Transitioning from a sales-led approach to incorporating product-led growth (PLG) means enabling self-service in a traditionally high-touch sales environment. As a product manager in a B2B SaaS company, your role is to ask the right questions across the organization to ensure a smooth hybrid model. This guide outlines key considerations – in the form of critical questions – to help you introduce a self-service motion alongside your existing sales-led processes. Use these questions during discovery to identify requirements, anticipate challenges, and align teams on a successful PLG strategy.
Customer Segmentation & Eligibility
- What audiences should have access to self-service? Determine which customer segments are best suited for a PLG experience. For example, you might allow small and mid-size customers to sign up and purchase directly, while keeping enterprise deals on a sales-assisted track. Identifying eligible segments ensures you capture low-touch revenue without cannibalizing high-touch sales – proper segmentation can protect large deals even as you open up self-serve for smaller ones. Consider factors like deal size, industry regulations, or complexity of needs when deciding who can go the self-service route.
- How many orders or deals could shift to self-service? Analyze your current sales pipeline to gauge what percentage of deals are straightforward enough to be handled without a salesperson. How many of your products or packages are “standard” (e.g. one-tier subscriptions or simple add-ons) versus highly customized? If a large chunk of orders follow a repeatable pattern, those could be moved to an online checkout. Estimating this potential volume helps build the business case for PLG and sets targets (for instance, aiming for X% of new sign-ups or renewals to occur via self-service). It also highlights where sales reps currently spend time on low-value tasks that could be automated.
- Which client types will remain sales-led only? Just as important as enabling PLG is defining the boundaries. Ask which customer types or scenarios should not use self-service. For instance, perhaps enterprise clients with complex security or integration needs should still go through sales (to provide white-glove treatment), or any deal above a certain ACV (Annual Contract Value) warrants a human touch. By clearly delineating this, you ensure that self-service enhances your go-to-market strategy rather than conflicts with it. Your sales team can focus on high-complexity, high-value accounts, confident that lower-touch segments are handled by the product. A hybrid model thrives when each segment gets the right level of service.
Feature Configuration & Business Rules
- Which self-service features should you enable, and which should stay off?
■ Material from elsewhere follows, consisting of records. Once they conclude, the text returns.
Issue #175, opened 2026-04-27
[BUG] PowerOn races CDI DataVolume import causing boot failure


anishbista60:
**Description**

There is a timing mismatch between Ironic's synchronous virtual media expectations and KubeVirtBMC's asynchronous CDI-based implementation. `InsertMedia` creates a CDI DataVolume and returns immediately. Ironic then calls `PowerOn`, and the VM boots before CDI finishes downloading the IPA deploy ISO. Ironic eventually times out, deletes the ISO from httpd, and CDI gets a 404.

**Root cause**

CDI with `WaitForFirstConsumer` storage classes won't start importing until a consumer pod exists. The VM start creates the virt-launcher pod, which triggers PVC binding, which triggers CDI import — but this all happens after `InsertMedia` has already returned.

**Fix**

Add a polling loop in `PowerOn()` after setting `runStrategy` that waits for all hotpluggable DataVolume-backed volumes to reach `Succeeded` phase before returning. Timeout: 10 minutes, poll interval: 5 seconds.

```go
// In PowerOn(), after updating the VM's runStrategy:
if err := m.waitForDataVolumes(vm); err != nil {
    return err
}
```

**Boot sequence after fix**
```
1. InsertMedia   → creates DV, attaches to VM, returns immediately
2. SetBootDevice → sets CDROM boot order
3. PowerOn       → sets runStrategy → PVC binds → CDI imports → waits → returns
4. Ironic        → waits for IPA callback (media is ready)
```

anishbista60:
The issue is with the storage class which blocks the DataVolume in `WaitForFirstConsumer` state when you run the media mount for stopped vm. 

The simplest fix would be to bypass the ISO download part using data volume annotation and keep the rest as-is which are set the CD-ROM as the boot device and power on or restart the VM 

In the attached PR, I have not used any polling to make `InsertMedia` wait until the ISO image download is completed. Should we go with polling inside `InsertMedia`, or leave it to the user to write their own wait logic for the DataVolume?

Now, In this case if media mount return immediately, don't call the power on by any tool like sushy e.t.c until iso is downloaded, to fill that time gap user needs to write few line of extra code to wait for data volume to reach to completed state. 

WDYT @starbops

starbops:
@anishbista60 Sorry I missed this one.

[...]

PR #186, opened 2026-05-24
fix: add  annotation to DataVolume for WaitForFirstConsumer support

anishbista60:
Tracking issue: #175 

### Before
 - If the StorageClass had volumeBindingMode: WaitForFirstConsumer, the PVC remained Pending on a stopped VM (no consumer to trigger binding), so the ISO download never started.
 
### After: 
- The annotation cdi.kubevirt.io/storage.bind.immediate.requested is set on the DataVolume, telling CDI to bind the PVC immediately regardless of WaitForFirstConsumer. The importer pod runs and downloads the ISO even on a stopped VM.

### DIFF
--- a/pkg/util/helper.go
+++ b/pkg/util/helper.go
@@ -13,6 +13,10 @@ import (
 	cdiv1 "kubevirt.io/containerized-data-importer-api/pkg/apis/core/v1beta1"
 )
 
+// AnnStorageBindImmediateRequested is the DataVolume annotation that requests
+// immediate binding of the underlying PVC, bypassing WaitForFirstConsumer.
+const AnnStorageBindImmediateRequested = "cdi.kubevirt.io/storage.bind.immediate.requested"
+
 func Ptr[T any](value T) *T {
 	return &value
 }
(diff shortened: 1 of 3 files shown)


starbops (commented):
Could you help rebase the PR to the latest main branch?

pkg/util/helper.go
```diff
@@ -54,6 +54,9 @@ func ConstructDataVolume(namespace, name, url string, size int64) *cdiv1.DataVol
 		ObjectMeta: metav1.ObjectMeta{
 			Namespace: namespace,
 			Name:      name,
+			Annotations: map[string]string{
+				"cdi.kubevirt.io/storage.bind.immediate.requested": "",
```
starbops: Please make the annotation key as a constant.

anishbista60:
This require e2e. I will add it while working with #205

anishbista60:
But I have tested it locally, therefore feel free to move ahead.

starbops (approved):
LGTM, thank you!

starbops:
@mergify rebase v0.8

starbops:
@mergify backport v0.8

PR #187, opened 2026-06-08
feat: Use KubeVirt subresource APIs for power operations

### LINKED ISSUE #190: [ENHANCEMENT] Use KubeVirt subresource APIs for power operations

We have our own fork of kubevirt have some extra fields for vm cr, when using kubevirtbmc to do power operations, our own fields were stripped. So I'm trying not to update the whole vm cr, better to use a subresource or patch the specific field.

Not to update the whole vm cr, better to use a subresource or patch the specific field.

**Additional context**
I'm using the fork version of kubevirt.

halfcrazy:
Replace GET→modify→Update(PUT) pattern in PowerOn/PowerOff with KubeVirt's Start/Stop subresource APIs. This avoids race conditions and respects KubeVirt's state machine for VM lifecycle transitions.

- PowerOn: Use virtClient.KubevirtV1().VirtualMachines().Start()
- PowerOff: Use virtClient.KubevirtV1().VirtualMachines().Stop()
- PowerCycle: Use Start() subresource for halted VMs (instead of mutating spec via PowerOn), keep Restart() for running VMs
- Handle 'already running'/'already stopped' errors as success (idempotent operations that achieved the desired state)
- Add error logging in IPMI handler before returning completion codes
- Add RBAC permissions for subresources.kubevirt.io API group
- Update tests to verify operation success

fix #190

### DIFF
--- a/pkg/ipmi/handler.go
+++ b/pkg/ipmi/handler.go
@@ -38,6 +38,7 @@ func (h *handler) chassisControlHandler(m *goipmi.Message) goipmi.Response {
 	}
 
 	if err != nil {
+		logrus.WithError(err).Error("chassis control failed")
 		return &goipmi.ChassisControlResponse{
 			CompletionCode: goipmi.ErrInvalidState,
 		}
@@ -53,6 +54,7 @@ func (h *handler) chassisStatusHandler(*goipmi.Message) goipmi.Response {
 
 	isUp, err := h.rm.GetPowerStatus()
 	if err != nil {
+		logrus.WithError(err).Error("get power status failed")
 		return &goipmi.ChassisStatusResponse{
 			CompletionCode: goipmi.ErrInvalidState,
 		}
--- a/pkg/resourcemanager/virtualmachine_resourcemanager.go
+++ b/pkg/resourcemanager/virtualmachine_resourcemanager.go
@@ -7,6 +7,7 @@ import (
 	"strings"
 
 	"github.com/sirupsen/logrus"
+	apierrors "k8s.io/apimachinery/pkg/api/errors"
 	metav1 "k8s.io/apimachinery/pkg/apis/meta/v1"
 	kubevirtv1 "kubevirt.io/api/core/v1"
 	cdiclient "kubevirt.io/client-go/containerizeddataimporter"
@@ -252,31 +253,44 @@ func (m *VirtualMachineResourceManager) GetPowerStatus() (bool, error) {
 }
 
 func (m *VirtualMachineResourceManager) PowerOn() error {
-	err := m.virtClient.KubevirtV1().VirtualMachines(m.namespace).
-		Start(m.ctx, m.name, &kubevirtv1.StartOptions{})
+	exists, err := m.isVMIExists()
 	if err != nil {
-		// The VM is already running — the operation succeeded.
-		if strings.Contains(err.Error(), "already running") {
-			logrus.WithError(err).Info("VM is already running")
-			return nil
-		}
-		return err
+		return err // propagate transient API errors
 	}
-	return nil
+	if exists {
+		logrus.Info("VM is already running, skipping Start")
+		return nil
+	}
+	return m.virtClient.KubevirtV1().VirtualMachines(m.namespace).
+		Start(m.ctx, m.name, &kubevirtv1.StartOptions{})
 }
 
 func (m *VirtualMachineResourceManager) PowerOff() error {
-	err := m.virtClient.KubevirtV1().VirtualMachines(m.namespace).
-		Stop(m.ctx, m.name, &kubevirtv1.StopOptions{})
+	exists, err := m.isVMIExists()
 	if err != nil {
-		// The VM is already stopped — the operation succeeded.
-		if strings.Contains(err.Error(), "already stopped") {
-			logrus.WithError(err).Info("VM is already stopped")
-			return nil
-		}
-		return err
+		return err // propagate transient API errors
 	}
-	return nil
+	if !exists {
+		logrus.Info("VM is already stopped, skipping Stop")
+		return nil
+	}
+	return m.virtClient.KubevirtV1().VirtualMachines(m.namespace).
+		Stop(m.ctx, m.name, &kubevirtv1.StopOptions{})
+}
+
+// isVMIExists checks whether a VirtualMachineInstance exists for this VM.
+// Returns (true, nil) if the VMI exists, (false, nil) if it doesn't,
+// or (false, error) if the API call failed for any other reason.
+func (m *VirtualMachineResourceManager) isVMIExists() (bool, error) {
+	_, err := m.virtClient.KubevirtV1().VirtualMachineInstances(m.namespace).
+		Get(m.ctx, m.name, metav1.GetOptions{})
+	if err != nil {
+		if apierrors.IsNotFound(err) {
+			return false, nil
+		}
+		return false, err
+	}
+	return true, nil
 }
 
 func (m *VirtualMachineResourceManager) PowerCycle() error {
--- a/pkg/resourcemanager/virtualmachine_resourcemanager.go
+++ b/pkg/resourcemanager/virtualmachine_resourcemanager.go
@@ -253,44 +253,29 @@ func (m *VirtualMachineResourceManager) GetPowerStatus() (bool, error) {
 }
 
 func (m *VirtualMachineResourceManager) PowerOn() error {
-	exists, err := m.isVMIExists()
-	if err != nil {
-		return err // propagate transient API errors
-	}
-	if exists {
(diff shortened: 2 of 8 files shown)


anishbista60 (commented):
Hey, Thanks for PR. Using sub-resource api directly is much cleaner. Could you please create the issue to track this PR  as a enhancement ? 

Couple of question/suggestion.

pkg/resourcemanager/virtualmachine_resourcemanager.go
```diff
@@ -252,46 +252,28 @@ func (m *VirtualMachineResourceManager) GetPowerStatus() (bool, error) {
...
-		}(kubevirtv1.RunStrategyRerunOnFailure)
-		vm.Spec.RunStrategy = runStrategy
-	}
-	if _, err := m.virtClient.KubevirtV1().VirtualMachines(m.namespace).
-		Update(m.ctx, vm, metav1.UpdateOptions{}); err != nil {
+		// The VM is already running — the operation succeeded.
+		if strings.Contains(err.Error(), "already running") {
+			logrus.WithError(err).Info("VM is already running")
+			return nil
+		}
```
anishbista60: I would recommend to check status of VMI to see whether it is running or not rather than relying on string comparison

pkg/resourcemanager/virtualmachine_resourcemanager.go
```diff
@@ -252,46 +252,28 @@ func (m *VirtualMachineResourceManager) GetPowerStatus() (bool, error) {
...
-		}(kubevirtv1.RunStrategyHalted)
-		vm.Spec.RunStrategy = runStrategy
-	}
-	if _, err := m.virtClient.KubevirtV1().VirtualMachines(m.namespace).
-		Update(m.ctx, vm, metav1.UpdateOptions{}); err != nil {
+		// The VM is already stopped — the operation succeeded.
+		if strings.Contains(err.Error(), "already stopped") {
+			logrus.WithError(err).Info("VM is already stopped")
+			return nil
+		}
```
anishbista60: Ditto

anishbista60:
Also, we need to change the role for the helmchart as well. Please address that as well as the part of this PR.

pkg/ipmi/handler.go
```diff
@@ -98,6 +100,7 @@ func (h *handler) setSystemBootOptionsHandler(m *goipmi.Message) goipmi.Response
 
 	err := h.rm.SetBootDevice(device)
 	if err != nil {
+		logrus.WithError(err).Error("set boot device failed")
```
anishbista60: Seems, this is not relevant in this PR.

pkg/resourcemanager/virtualmachine_resourcemanager.go
```diff
@@ -252,46 +252,28 @@ func (m *VirtualMachineResourceManager) GetPowerStatus() (bool, error) {
 }
 
 func (m *VirtualMachineResourceManager) PowerOn() error {
-	vm, err := m.virtClient.KubevirtV1().VirtualMachines(m.namespace).
-		Get(m.ctx, m.name, metav1.GetOptions{})
+	err := m.virtClient.KubevirtV1().VirtualMachines(m.namespace).
+		Start(m.ctx, m.name, &kubevirtv1.StartOptions{})
```
anishbista60: I would say, for this powerOn() function correct order of code would be first check whether VMI is running or not. If not then call start subresource api. 

Meaning, https://github.com/kubevirtbmc/kubevirtbmc/pull/187#discussion_r3371177756 part will come at first then this part will come later

anishbista60: Also for poweroff() function as well.

halfcrazy:
> Also, we need to change the role for the helmchart as well. Please address that as well as the part of this PR.

done

pkg/resourcemanager/virtualmachine_resourcemanager.go
halfcrazy: Kubevirt uses the same methods to check whether a VM is running. I think it's not the problem.(virt-api will handle the internal status check)
https://github.com/kubevirt/kubevirt/blob/540f37cfa3caed601ac6710cb002b11a249d0639/tests/compute/vm_lifecycle.go#L243-L257

anishbista60: The KubeVirt test you referenced is asserting that the error message is stable from KubeVirt's own test suite, they own that string. kubevirtbmc is an external consumer, so relying on that error message for control flow is fragile

What if they change that wording in next release ? At that time it will break

pkg/resourcemanager/virtualmachine_resourcemanager.go
```diff
@@ -252,49 +253,44 @@ func (m *VirtualMachineResourceManager) GetPowerStatus() (bool, error) {
...
 }
 
 func (m *VirtualMachineResourceManager) PowerOff() error {
-	vm, err := m.virtClient.KubevirtV1().VirtualMachines(m.namespace).
-		Get(m.ctx, m.name, metav1.GetOptions{})
+	exists, err := m.isVMIExists()
 	if err != nil {
-		return err
+		return err // propagate transient API errors
```
anishbista60:
```suggestion
		return err
```

pkg/resourcemanager/virtualmachine_resourcemanager.go
```diff
@@ -252,49 +253,44 @@ func (m *VirtualMachineResourceManager) GetPowerStatus() (bool, error) {
 }
 
 func (m *VirtualMachineResourceManager) PowerOn() error {
-	vm, err := m.virtClient.KubevirtV1().VirtualMachines(m.namespace).
-		Get(m.ctx, m.name, metav1.GetOptions{})
+	exists, err := m.isVMIExists()
 	if err != nil {
-		return err
+		return err // propagate transient API errors
```
anishbista60:
```suggestion
		return err 
```

pkg/resourcemanager/virtualmachine_resourcemanager.go
```diff
@@ -252,49 +253,44 @@ func (m *VirtualMachineResourceManager) GetPowerStatus() (bool, error) {
...
+		Get(m.ctx, m.name, metav1.GetOptions{})
+	if err != nil {
+		if apierrors.IsNotFound(err) {
+			return false, nil
+		}
+		return false, err
 	}
-	return nil
+	return true, nil
 }
```
anishbista60: I would say to inline `isVMIExists`  function inside poweron(). This way no need to create another function.

something like this


```go
func (m *VirtualMachineResourceManager) PowerOn() error {
    _, err := m.virtClient.KubevirtV1().VirtualMachineInstances(m.namespace).
        Get(m.ctx, m.name, metav1.GetOptions{})
    if err != nil && !apierrors.IsNotFound(err) {
        return fmt.Errorf("failed to get VMI %s/%s: %w", m.namespace, m.name, err)
    }
    if err == nil {
        return nil
    }
    return m.virtClient.KubevirtV1().VirtualMachines(m.namespace).
        Start(m.ctx, m.name, &kubevirtv1.StartOptions{})
}

```

anishbista60 (commented):
Rest LGTM. /cc @starbops

anishbista60 (dismissed):
LGTM. Thank you for the PR. Let's see the CI now. For Final merge: @starbops please take a look.

anishbista60:
Please check the e2e failure.

halfcrazy:
> Please check the e2e failure.

Cannot reproduce in the local cluster. Maybe a flake case. Could you re-run the failed action?

test/virtbmc-agent/agent_helpers.go
```diff
@@ -306,7 +306,7 @@ func runCurlRedfish(ctx context.Context, cfg *rest.Config, namespace string, r R
 	if r.Path != "" {
 		url = strings.TrimSuffix(r.BaseURL, "/") + r.Path
 	}
-	args := []string{"-i", "-L", "-X", r.Method}
+	args := []string{"--connect-timeout", "5", "--max-time", "15", "-i", "-L", "-X", r.Method}
```
anishbista60, line 309: nit: One last question, since, we you already added readiness probe to check the redfish server to be ready. 

Is this really needed now ?

halfcrazy: The readiness probe handles "is the server up before we start," while the curl timeout handles "don't let a single stuck request hang the test."

anishbista60 (approved):
LGTM from my side. Thanks for the enhancement. 

Final approve and merge: Please @starbops take a look. Thanks !

starbops (approved):
@halfcrazy Thank you for the enhancement. LGTM!

PR #188, opened 2026-06-08
feat: Use JSON Patch for boot device operations with full device sequencing

### LINKED ISSUE #184: [BUG] `SetBootDevice` blindly uses index 0 for HDD and PXE boot device selection
## Problem

`SetBootDevice` uses hardcoded index 0 when setting boot order for 
`BootDeviceHdd` and `BootDevicePxe`, without checking what type of 
device is actually at that position.

### Affected Code
- `BootDeviceHdd` → `Disks[0]` may be a CD-ROM depending on VM spec ordering
- `BootDevicePxe` → `Interfaces[0]` may not be the PXE-bootable interface

## Impact
- Requesting HDD boot may silently set boot order on a CD-ROM disk
- Requesting PXE boot may silently set boot order on the wrong interface
- No error is returned - wrong behaviour is silent

## Expected Behaviour
Search through the list by device type, not by position, consistent with how `BootDeviceCd` already works via `GetCdromDisk`.

halfcrazy:
fix #184 

Replace the GET→modify→Update(PUT) pattern in SetBootDevice with targeted JSON Patch operations. Each device's bootOrder is set via individual 'add' patch op, preserving all other VM properties.

Also implements proper IPMI boot order semantics by sequencing ALL devices by category with the chosen category first:

  PXE:   NICs(1,2,3) → Disks(4,5,6) → CDROMs(7,8,9)
  HDD:   Disks(1,2,3) → NICs(4,5,6) → CDROMs(7,8,9)
  CDROM: CDROMs(1,2,3) → Disks(4,5,6) → NICs(7,8,9)

Devices are classified as: CDROM (disk.CDRom != nil), regular disk (Disk, LUN, Floppy), or NIC (interface). JSON Patch 'add' operation is used (not 'replace') to handle both existing and absent bootOrder fields.

### DIFF
--- a/pkg/resourcemanager/virtualmachine_resourcemanager.go
+++ b/pkg/resourcemanager/virtualmachine_resourcemanager.go
@@ -2,6 +2,7 @@ package resourcemanager
 
 import (
 	"context"
+	"encoding/json"
 	"fmt"
 	"slices"
 	"strings"
@@ -9,6 +10,7 @@ import (
 	"github.com/sirupsen/logrus"
 	apierrors "k8s.io/apimachinery/pkg/api/errors"
 	metav1 "k8s.io/apimachinery/pkg/apis/meta/v1"
+	"k8s.io/apimachinery/pkg/types"
 	kubevirtv1 "kubevirt.io/api/core/v1"
 	cdiclient "kubevirt.io/client-go/containerizeddataimporter"
 	kvclient "kubevirt.io/client-go/kubevirt"
@@ -291,7 +293,10 @@ func (m *VirtualMachineResourceManager) PowerCycle() error {
 }
 
 func (m *VirtualMachineResourceManager) SetBootDevice(bootDevice BootDevice) error {
-	logrus.Info("SetBootDevice")
+	logrus.Infof("SetBootDevice: %s", bootDevice)
+
+	// Fetch the VM only to discover device indices for patch paths.
+	// The actual mutation is done via JSON Patch to avoid full-UPDATE races.
 	vm, err := m.virtClient.KubevirtV1().VirtualMachines(m.namespace).
 		Get(m.ctx, m.name, metav1.GetOptions{})
 	if err != nil {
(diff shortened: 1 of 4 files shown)


anishbista60:
@halfcrazy could you please rebase this PR with the main ?

halfcrazy:
> @halfcrazy could you please rebase this PR with the main ?

done

starbops:
@halfcrazy Thank you for the PR. We'll check it ASAP. Also, could you please leave a comment in #184 so that we can assign the issue to you?

anishbista60 (commented):
Thanks for the fix and enhancement at the same time @halfcrazy. I don't see much suggestion in code quality. Json patch is way to go 🥇 

Overall looks good to me.

test/virtbmc-agent/agent_test.go
```diff
@@ -238,6 +253,11 @@ var _ = Describe("Agent e2e", Ordered, func() {
 					ContainSubstring("200"),
 					ContainSubstring("204"),
 				))
+				// PXE: interfaces first, then regular disks, then cdroms
+				verifyVMBootOrder(ctx, k8sClient, ns,
+					map[int]uint{0: 2, 1: 3}, // disks: regular=2, cdrom=3
+					map[int]uint{0: 1},       // interface=1
+				)
```
anishbista60, line 260: Thanks for improving the e2e because it was pending for long time. Previously, It was just checking from client side and now this test cover the validation from VM side as well.

anishbista60:
I would still like to test all these behaviour in my local by today then I will approve it. Thanks !

pkg/resourcemanager/virtualmachine_resourcemanager.go
```diff
@@ -302,47 +307,75 @@ func (m *VirtualMachineResourceManager) SetBootDevice(bootDevice BootDevice) err
...
-		if vm.Spec.Template.Spec.Domain.Devices.Interfaces == nil {
-			return fmt.Errorf("no interfaces found")
+		if len(ifaces) == 0 {
+			return fmt.Errorf("no interfaces found for PXE boot")
+		}
+		ordered = []deviceGroup{
+			{"interface", "/spec/template/spec/domain/devices/interfaces", ifaceIndices},
+			{"disk", "/spec/template/spec/domain/devices/disks", regularDiskIndices},
+			{"disk", "/spec/template/spec/domain/devices/disks", cdromIndices},
 		}
```
starbops, line 343: If the boot device is set to PXE, the network interface group should clearly be placed ahead of the other two groups. My question is how we should determine the ordering of the remaining groups. Does it always have to follow a fixed order?

I think both of the following approaches would work. I'm just wondering whether there is any rationale for preferring one over the other.

```
ordered = []deviceGroup{
	{"interface", "/spec/template/spec/domain/devices/interfaces", ifaceIndices},
	{"disk", "/spec/template/spec/domain/devices/disks", regularDiskIndices},
	{"disk", "/spec/template/spec/domain/devices/disks", cdromIndices},
}
```

```
ordered = []deviceGroup{
	{"interface", "/spec/template/spec/domain/devices/interfaces", ifaceIndices},
	{"disk", "/spec/template/spec/domain/devices/disks", cdromIndices},
	{"disk", "/spec/template/spec/domain/devices/disks", regularDiskIndices},
}
```

starbops (commented):
I've tested with some basic operations and it works perfectly. Only one question. Please see below. Thank you for the PR.

pkg/resourcemanager/virtualmachine_resourcemanager.go
halfcrazy: In the PXE boot scenario, the hard drive has a higher boot priority than the optical drive.
The main reason is device positioning. Local hard drives carry the resident OS and are the primary boot device for normal operation. Optical drives are auxiliary devices, mainly used for one-time tasks like system installation, troubleshooting and data reading. For this practical consideration, BIOS/UEFI sets the hard drive to boot before the optical drive after PXE.

starbops: Make sense. Thank you for elaborating.

LGTM!

starbops (approved):

anishbista60 (approved):
Alright, cool. Thanks @halfcrazy for your good work. 

Thank you @starbops  for testing it in your local. 

Way to `v0.8.0` release.

anishbista60:
@halfcrazy BTW, We will make new release soon cause all the issue has been sorted for `v0.8.0`. If it is ok for you, please drop your Linkedin profile over here. 

I would like to give shoutout/thanks to you when I will make the release announcement in Linkedin. 

Thanks !

halfcrazy:
> @halfcrazy BTW, We will make new release soon cause all the issue has been sorted for `v0.8.0`. If it is ok for you, please drop your Linkedin profile over here.
> 
> I would like to give shoutout/thanks to you when I will make the release announcement in Linkedin.
> 
> Thanks !

Thank you. My LinkedIn profile https://www.linkedin.com/in/%E5%BD%A6-%E6%9C%B1-40b20591/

Decide exactly what actions users can perform on their own in the product. This could include things like starting a free trial, upgrading or downgrading their plan, adding extra seats, updating payment details, or canceling their subscription. Make a list of all possible self-service features and question each one: Does enabling it improve the user experience, and what are the risks? For example, allowing customers to add users or upgrade without talking to sales can greatly accelerate expansion revenue. On the other hand, you might choose to disable certain actions (like changing a corporate billing address) if they require backend oversight. Establish clear business rules for each feature – e.g. “Users can add up to 10 seats self-serve, beyond that requires approval” or “Trials are self-service, but converting a trial to enterprise plan triggers a sales contact.” This ensures the self-service portal is empowering yet controlled.
- Should customers be able to cancel subscriptions on their own? This is a pivotal question, often sparking debate. On one hand, self-service cancellation is increasingly mandated by law and expected by customers – for instance, California’s new automatic renewal law requires an easy online cancel option On the other hand, companies worry that one-click cancellations could increase churn. Consider how you’ll balance these factors. If you allow instant cancelation with no “save attempt,” how will you mitigate churn – perhaps with an exit survey or offering to pause instead of cancel? If you don’t allow self-serve cancel, are you prepared to handle the volume in customer support and comply with regulations? Keep in mind that making cancellation easy is often linked with higher long-term trust. In short: decide if and how users can cancel on their own, and design that flow carefully (e.g. an option to contact support for help vs. a fully automated cancel button).
- Will you support self-service upgrades and downgrades? Determine whether customers can change their plan tier or remove add-ons without involving sales. Many PLG-driven companies let users upgrade instantly in-app – this frictionless upsell can boost revenue. However, downgrades or plan reductions are trickier: you might allow them freely (to improve customer trust), or require contacting an account rep (to give a chance for saving the account). Ask questions like: Can a customer reduce their subscription online, or do we route that to an account manager? Are there certain premium features or enterprise-only add-ons that we intentionally restrict from self-service changes? The answers may depend on your pricing model complexity. For example, if downgrading impacts a long-term contract or SLA, you might involve sales or legal. Set clear rules (and system logic) for what changes are open to users vs. which trigger a “We’ll be in touch” message. This ensures your self-service offering is robust but also protects critical revenue streams.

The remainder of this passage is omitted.